**REQUIRED ACTION**
Print every line below without adding or leaving out a single word.

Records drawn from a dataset
PR #15003, opened 2024-04-24
docs(api): update descriptions of partial tip pickup behavior for 7.3

ecormany:
# Overview

Update partial tip pickup docs to reflect the latest behavior, as added in #15009 and to be released in robot software 7.3.

Addresses RTC-440.

# Test Plan

[Sandbox](http://sandbox.docs.opentrons.com/docs-partial-pickup-channel-1/v2/)

# Changelog

- Removed "Column 12" and "Column 1" headers from Partial Tip Pickup page. Removed tip-tracking code for Column 1 as no longer needed..
- Reworded note in `configure_nozzle_layout` API reference entry.

# Review requests

Already spoke with @CaseyBatten to get an idea of what needed to be included here and what will go in separate documentation.

- <s>Should we actually put this straight into `edge` and deploy ASAP, or can it wait a month and roll out with 2.18 docs (current plan)?</s> PAPI 2.18 deploy will be timed with robot stack 7.3 release, which this aligns with.

# Risk assessment

none

### DIFF
--- a/api/docs/v2/pipettes/partial_tip_pickup.rst
+++ b/api/docs/v2/pipettes/partial_tip_pickup.rst
@@ -23,7 +23,7 @@ For greater convenience, also import the individual layout constants that you pl
 
     from opentrons.protocol_api import COLUMN, ALL
 
-Then when you call ``configure_nozzle_layout`` later in your protocol, you can set ``style=COLUMN``. 
+Then when you call ``configure_nozzle_layout`` later in your protocol, you can set ``style=COLUMN``.
 
 Here is the start of a protocol that performs both imports, loads a 96-channel pipette, and sets it to pick up a single column of tips.
 
@@ -106,6 +106,10 @@ When switching between full and partial pickup, you may want to organize your ti
     partial_tip_racks = [tips_1, tips_2]
     full_tip_racks = [tips_3, tips_4]
 
+.. Tip::
+
+    It's also good practice to keep separate lists of tip racks when using multiple partial tip pickup configurations (i.e., using both column 1 and column 12 in the same protocol). This improves positional accuracy when picking up tips. Additionally, use Labware Position Check in the Opentrons App to ensure that the partial configuration is well-aligned to the rack.
+
 Now, when you configure the nozzle layout, you can reference the appropriate list as the value of ``tip_racks``::
 
     pipette.configure_nozzle_layout(
@@ -120,7 +124,7 @@ Now, when you configure the nozzle layout, you can reference the appropriate lis
         tip_racks=full_tip_racks
     )
     pipette.pick_up_tip()  # picks up full rack in C1
-    
+
 This keeps tip tracking consistent across each type of pickup. And it reduces the risk of errors due to the incorrect presence or absence of a tip rack adapter.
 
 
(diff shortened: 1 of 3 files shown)


api/docs/v2/pipettes/partial_tip_pickup.rst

**SOLVED PROBLEM**
PR #15003, opened 2024-04-24
docs(api): update descriptions of partial tip pickup behavior for 7.3

ecormany:
# Overview

Update partial tip pickup docs to reflect the latest behavior, as added in #15009 and to be released in robot software 7.3.

Addresses RTC-440.

# Test Plan

[Sandbox](http://sandbox.docs.opentrons.com/docs-partial-pickup-channel-1/v2/)

# Changelog

- Removed "Column 12" and "Column 1" headers from Partial Tip Pickup page. Removed tip-tracking code for Column 1 as no longer needed..
- Reworded note in `configure_nozzle_layout` API reference entry.

# Review requests

Already spoke with @CaseyBatten to get an idea of what needed to be included here and what will go in separate documentation.

- <s>Should we actually put this straight into `edge` and deploy ASAP, or can it wait a month and roll out with 2.18 docs (current plan)?</s> PAPI 2.18 deploy will be timed with robot stack 7.3 release, which this aligns with.

# Risk assessment

none

### DIFF
--- a/api/docs/v2/pipettes/partial_tip_pickup.rst
+++ b/api/docs/v2/pipettes/partial_tip_pickup.rst
@@ -23,7 +23,7 @@ For greater convenience, also import the individual layout constants that you pl
 
     from opentrons.protocol_api import COLUMN, ALL
 
-Then when you call ``configure_nozzle_layout`` later in your protocol, you can set ``style=COLUMN``. 
+Then when you call ``configure_nozzle_layout`` later in your protocol, you can set ``style=COLUMN``.
 
 Here is the start of a protocol that performs both imports, loads a 96-channel pipette, and sets it to pick up a single column of tips.
 
@@ -106,6 +106,10 @@ When switching between full and partial pickup, you may want to organize your ti
     partial_tip_racks = [tips_1, tips_2]
     full_tip_racks = [tips_3, tips_4]
 
+.. Tip::
+
+    It's also good practice to keep separate lists of tip racks when using multiple partial tip pickup configurations (i.e., using both column 1 and column 12 in the same protocol). This improves positional accuracy when picking up tips. Additionally, use Labware Position Check in the Opentrons App to ensure that the partial configuration is well-aligned to the rack.
+
 Now, when you configure the nozzle layout, you can reference the appropriate list as the value of ``tip_racks``::
 
     pipette.configure_nozzle_layout(
@@ -120,7 +124,7 @@ Now, when you configure the nozzle layout, you can reference the appropriate lis
         tip_racks=full_tip_racks
     )
     pipette.pick_up_tip()  # picks up full rack in C1
-    
+
 This keeps tip tracking consistent across each type of pickup. And it reduces the risk of errors due to the incorrect presence or absence of a tip rack adapter.
 
 
(diff shortened: 1 of 3 files shown)


api/docs/v2/pipettes/partial_tip_pickup.rst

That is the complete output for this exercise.